/flock

VM and languages that turn multiple machines into a single large machine.

Primary LanguageRustMIT LicenseMIT

flock

Flock is a VM and family of programming languages designed around running processes across arbitrarily large clusters of machines, while appearing to run on a single, arbitrarily powerful machine.

Flock is currently in active development. Don't expect these features to work or be stable if they happen to work.

VM

The VM is composed of multiple machines and disks acting as a single machine with all the resources of the backing machines available.

Users create a VM with flock new $VM_ID.

Users add machines/resources to the VM with:

flock join <vm_id>@<ip>:<port> \
    --provide cpu:3,disk:32GiB,ram:95% \
    --data ~/.flock_data

Users can then spawn a process with flock run <file>.fl --vm <vm_id>@<ip>:<port>.

Execution Structure

VMs have 0 or more processes running at any time. All the processes see the same permanent storage. Each process has its own global memory space, shared across all threads in the process.

A process has one or more threads. Each thread has a local memory space structured the same as the global memory space, but writes are only reflected in the current thread and spawned threads (at the moment of spawning).

Each thread also has a stack of 64bit words for execution. The VM instructions are stack oriented and operate primarily on the top of the stack.

Threads are very light, so should be created judiciously.

Compute and data are dynamically distributed so that compute is done near the data it uses.

Memory

Global and local memory share the same address space. Address MSB == 1 indicates process global address space, and MSB == 0 indicates thread-local.

Memory is allocated in multiples of 8 bytes, matching the word size of task's stacks. Individual bytes can be addressed, but ALLOC N will always round up N such that N % 8 == 0.

Permanent Storage

The VM provides instructions to write to and read from permanent storage. Each VM has a single filesystem.
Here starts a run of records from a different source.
PR #211, opened 2023-03-23
Ensure that the mac os parts are installed together

laeubi:
Currently it seems if one only uses org.eclipse.jdt.launching on macos this fails with "Unbound classpath container" because the bundle org.eclipse.jdt.launching.macosx is required.

This adds a p2.inf file that adds a requirement on this at install time.

@merks @akurtakov @iloveeclipse please give this a review, I tried to adapt the SWT approach as much as possible here, I also adapted the existing p2.inf as it previously only contained a filter for x86 but not arm64, as no native code is involved here I think a simple filter for macos is sufficient.

### DIFF
--- a/org.eclipse.jdt.launching.ui.macosx/META-INF/p2.inf
+++ b/org.eclipse.jdt.launching.ui.macosx/META-INF/p2.inf
@@ -1,5 +1,4 @@
 # ensure that the applicable implementation fragment gets installed (bug 361901)
 requires.0.namespace = org.eclipse.equinox.p2.iu
 requires.0.name = org.eclipse.swt.cocoa.macosx.x86_64
-#requires.0.range = [$version$,$version$]
-requires.0.filter = (&(osgi.os=macosx)(osgi.ws=cocoa)(osgi.arch=x86_64))
+requires.0.filter = (osgi.os=macosx)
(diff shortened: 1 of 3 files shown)


merks:
Might this problem be better fixed in PDE when it computes the required bundles such that it generally considers a fragment required if its host is required and the fragment filters match?  I.e., I expect this is a general problem, which is why I mostly try to launch based on features rather than bundles.  I wonder, for example, why this same problem doesn't arise also for org.eclipse.core.resource's and org.eclipse.core.filesystem's fragment.

In any case, I don't have a problem with adding such a thing for JDT, though I see it currently breaks the build...

laeubi:
This is not a problem with PDE but if one requests P2 to install a product or e.g. run a Plugin-Test with Tycho, you can see that m2e currently has a workaround for this here:
https://github.com/eclipse-m2e/m2e-core/blob/270e3569672b5a31572dc671f625bcc580987828/pom.xml#L255-L263

Also please note that this is not a **fragment** but a **bundle** even though I'm not sure why this was implemented by a separate one, I think maybe so one don't need to decide on runtime.

laeubi:
Closing this as it seems of no interest for JDT to improve the situation using p2.inf.

merks:
This looks almost just like what SWT is doing:

https://github.com/eclipse-platform/eclipse.platform.swt/blob/1190e3c6ca6b4de5817e29863d1e0a683a1a6e96/bundles/org.eclipse.swt/pom.xml#L48-L55

laeubi:
Now we have
- https://github.com/eclipse-tycho/tycho/pull/3263

there is a good chance this works now!

laeubi:
> In any case, I don't have a problem with adding such a thing for JDT, though I see it currently breaks the build...

Build is working now, not sure how the test-failure might be related?

akurtakov:
Thanks @laeubi !

Issue #217, opened 2023-03-27
org.eclipse.jdt.debug.ui/snippetsupport.jar, if rebuilt, breaks snippet editor


iloveeclipse:
As title says, in context of https://github.com/eclipse-jdt/eclipse.jdt.debug/issues/210 I've seen that org.eclipse.jdt.debug.ui/snippetsupport.jar should be rebuilt because related code changed.

So I did.

... And the new jar simply broke JavaSnippetEditor (`Ctrl+3 -> create Java Scrapbook`): the editor can be opened, editing works but no execution / evaluation possible.

I've first assumed my changes were wrong etc, but in fact, recompilation of the `snippetsupport.jar`  (which can be triggering by touching `org.eclipse.jdt.debug.ui/scripts/buildExtraJAR.xml` in the IDE) breaks `JavaSnippetEditor` on master too. 

Actually it doesn't work since 205c5a0c1fcd1d7b72a0af85c79632f7b522d90a, more precisely, [since this change](https://github.com/eclipse-jdt/eclipse.jdt.debug/blame/205c5a0c1fcd1d7b72a0af85c79632f7b522d90a/org.eclipse.jdt.debug.ui/Snippet%20Support/org/eclipse/jdt/internal/debug/ui/snippeteditor/ScrapbookMain1.java#LL4C11-L4C11).

The problem is coming from this line: https://github.com/eclipse-jdt/eclipse.jdt.debug/blob/205c5a0c1fcd1d7b72a0af85c79632f7b522d90a/org.eclipse.jdt.debug.ui/ui/org/eclipse/jdt/internal/debug/ui/snippeteditor/JavaSnippetEditor.java#L1117

where the debugger expects a frame with dedicated line number of the **last line** in the  `ScrapbookMain1.eval()` method...
Well, after updating license info the line changed, condition doesn't match and evaluation doesn't works anymore.

This was undetected because there was no rebuild of the org.eclipse.jdt.debug.ui/snippetsupport.jar **since 8 years**!
Last time this file was generated & pushed to git via 051fce25278ddaccf5c402484bf105ce2a390160.

I plan to provide a patch for this issue.

PR #223, opened 2023-03-28
Fix for "snippetsupport.jar, if rebuilt, breaks snippet editor" (#217)

iloveeclipse:
The actual fix consists in `==` replaced with `>=` in `lineNumber >= SCRAPBOOK_MAIN1_LAST_LINE`, so we match also if the line moved down (as already happened), the rest is just a bit of (necessary) cleanup.

The fix will not work if the line will be moved up, but for that case we have the `JavaSnippetEditorTest.testEvaluation()` test that should catch the (breaking) inconsistency between `JavaSnippetEditor` and the compiled `ScrapbookMain1` class.

Note: `SCRAPBOOK_MAIN1_LAST_LINE` is still pointing to line 28 (and not 31) to avoid unneeded extra re-compilation / checkin of `org.eclipse.jdt.debug.ui/snippetsupport.jar`
which is (as of today) checked into git and NOT rebuilt automatically.

The content of `snippetsupport.jar` was built and checked into git last time via 051fce25278ddaccf5c402484bf105ce2a390160 and doesn't match *current* content of ScrapbookMain1 that was updated later via 205c5a0c1fcd1d7b72a0af85c79632f7b522d90a without rebuilding the jar file.

Fixes https://github.com/eclipse-jdt/eclipse.jdt.debug/issues/217

### DIFF
--- a/org.eclipse.jdt.debug.ui/Snippet Support/org/eclipse/jdt/internal/debug/ui/snippeteditor/ScrapbookMain1.java
+++ b/org.eclipse.jdt.debug.ui/Snippet Support/org/eclipse/jdt/internal/debug/ui/snippeteditor/ScrapbookMain1.java
@@ -29,5 +29,13 @@ public class ScrapbookMain1 {
 	public static void eval(Class<?> clazz) throws ClassNotFoundException, NoSuchMethodException, InvocationTargetException, IllegalAccessException {
 		Method method=clazz.getDeclaredMethod("nop", new Class[0]); //$NON-NLS-1$
 		method.invoke(null, new Object[0]);
+		// XXX: if changing this class, make sure to check if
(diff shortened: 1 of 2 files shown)


iloveeclipse:
Unrelated fail:
```
java.lang.Error: Target program was not ready after 10000ms
	at org.eclipse.debug.jdi.tests.AbstractJDITest.waitUntilReady(AbstractJDITest.java:1544)
	at org.eclipse.debug.jdi.tests.AbstractJDITest.triggerAndWait(AbstractJDITest.java:1406)
	at org.eclipse.debug.jdi.tests.AbstractJDITest.triggerAndWait(AbstractJDITest.java:1364)
	at org.eclipse.debug.jdi.tests.MethodEntryRequestTest.testJDIWithClassFilter2(MethodEntryRequestTest.java:125)
```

Data is moved between machines to guarantee redundancy requirements specified in a directory's metadata. Users can also restrict reading and/or writing of directories to specific users.

Synchronization

The VM provides instructions to support synchronization across threads. This includes Compare-and-Swap and Memory Fences.

At Most Once

Open Questions

  • Does the VM or user space implement memory allocation? Likely VM, since the VM can optimize sharing across machines.
  • Is permanent storage modeled as blocks or as a filesystem?
    • Probably filesystem, since user programs may expect block storage to have more guarantees than it actually does.
    • We may want permissions on certain storage regions.
    • We want different rules for redundancy of different storage regions.
  • Do we need more synchronization primitives?
    • Perhaps Mutexes to deal with terminated machines?